Data for processing —
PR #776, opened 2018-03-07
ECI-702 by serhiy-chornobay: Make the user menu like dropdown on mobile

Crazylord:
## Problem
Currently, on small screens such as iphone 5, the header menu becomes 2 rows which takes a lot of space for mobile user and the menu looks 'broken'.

What you will do —
Provide an exact copy of all the material.

Response to this task —
PR #776, opened 2018-03-07
ECI-702 by serhiy-chornobay: Make the user menu like dropdown on mobile

Crazylord:
## Problem
Currently, on small screens such as iphone 5, the header menu becomes 2 rows which takes a lot of space for mobile user and the menu looks 'broken'.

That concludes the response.